In December 1938 while on tour to promote his translation, Ali helped to open the Al-Rashid Mosque, the third mosque in North America, in Edmonton, Alberta, Canada. In 1947 Ali was among many Indians who returned to India after Independence to take up political posts. However, for him the move was not a success and he returned to London where he became increasingly frail in mind and body, living in isolation ignored by both his family and the British establishment who no longer had a use for him.

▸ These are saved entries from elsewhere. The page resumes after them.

PR #1517, opened 2025-01-14
feat(cat-voices): plain text component for single and multiline

### LINKED ISSUE #1413: 🛠️ [TASK] : User Input Component - Plain Text
### Summary

As a proposer, I need to be able to input short plain text responses, so that I can provide succinct unstructured details about my proposal. 

Use Cases:
- Proposer Name
- Co-proposers and additional applicants
- Title
- Problem Statement
- Solution Statement

### Acceptance Criteria
- [ ] Default values should be static placeholder that helps proposer provide answer (configured by admins)
- [x] In Editing mode, default value should disappear when user starts editing field
- [x] User cannot save responses until all required fields have been completed in the section
- [ ] If user leaves an optional field blank then the saved component should show ...(@seankdesigns we need a bit of thinking on this. i have the co-proposer field in mind looking at this designs. perhaps this makes more sense as a conditional behind something like "is proposal just you or with a team?" to avoid empty responses)
- [x] While editing is active, users can view their current character count vs the character limit (@seankdesigns all the char count stuff in this and following bullets missing from design for plain text. was this intentional? seems relevant)
- [x] User may enter characters beyond the character limit, but cannot save while char_count > char_limit
- [ ] Any text entered beyond the character limit should be shown to the user as red text to indicate the overflow to the user

### Designs

https://www.figma.com/design/1e1MMDXyi0oL9sG9IunWL7/UI-Kit-Figma-for-catalyst?node-id=5271-49626&t=gTh3B1j2eYONQrjf-0

**Default**
Property 1=Default

**Selected**
Property 1=Default Selected

**Editing**
Property 1=Editing

**Filled**
Property 1=Filled

LynxLynxx:
# Description

Component that allows user to input plain text as single line or multiline depending on the definition.

## Related Issue(s)

Resolves #1413 

## Description of Changes

- adding new components for single line and multiline
- adding maxLengthEnforcement param to allow user to input more characters then max length but text field will show it's invalid.
- small fix with resizebale height when maxlength is set 
- small fix to the placement of the text area icon when maxLength was set

## Screenshots

https://github.com/user-attachments/assets/ee132424-33e4-485d-8fe1-50070decf3fa


catalyst_voices/apps/voices/lib/widgets/common/resizable_box_parent.dart
```diff
@@ -7,6 +7,7 @@ import 'package:flutter/widgets.dart';
 class ResizableBoxParent extends StatelessWidget {
   final bool resizableVertically;
   final bool resizableHorizontally;
+  final bool maxLineSet;
```
damian-molinski, line 10: `ResizableBoxParent` should not care about TextField and `maxLines`. You could just say `final double iconSpacing = 0.0` and set it inside TextField where it makes more sense

catalyst_voices/apps/voices/lib/widgets/document_builder/simple_text_entry_widget.dart
```diff
@@ -0,0 +1,166 @@
...
+  void dispose() {
+    _controller.dispose();
+    _focusNode.dispose();
+    super.dispose();
+  }
+
+  String get _description => widget.property.formattedDescription;
+  int? get _maxLength => widget.property.schema.strLengthRange?.max;
+  bool get _resizable =>
+      widget.property.schema.definition is MultiLineTextEntryDefinition;
```
damian-molinski, line 62: moge getters below variables. Please try to keep eye on it in future

damian-molinski (approved):
LGTM

PR #1560, opened 2025-01-20
docs(docs): Update auth token to use new catalyst id

stevenj:
# Description

This changed the auth token to align with consistent use of the new catalyst-id.
It will help reduce the amount of alternative means of achieving the same outcome.
All RBAC registrations can reliably be found using the catalyst ID.

## Breaking Changes

The ID is completely different, however the old auth token has never been deployed into production.
Its also similar in content, but different in formatting.

## Related PR

* Depends on: https://github.com/input-output-hk/catalyst-libs/pull/159


nathanbogale (dismissed):
LGTM

neil-iohk (dismissed):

Ali spent most of the last decade of his life either living in the National Liberal Club, in the Royal Commonwealth Society or wandering about the streets of London and living in poverty despite having £20,578 16s 3d in the bank. On 9 December 1953 Ali was found destitute and in a bewildered condition in a doorway in Westminster by the police[10] who took him to Westminster Hospital. He was discharged the following day and was taken in by a London County Council home for the elderly in Dovehouse Street in Chelsea. Here he suffered a heart attack on 10 December and was rushed to St Stephen’s Hospital in Fulham where he died alone the same day.
No relatives claimed the body but Ali was known to the Pakistan High Commission; they arranged his funeral and burial in the Muslim section at Brookwood Cemetery near Woking, not far from the burial place of Marmaduke Pickthall. His estate, after various small legacies including one to his son Rashid Yusuf Ali, he bequeathed to the University of London for the benefit of Pakistani students studying at that institution.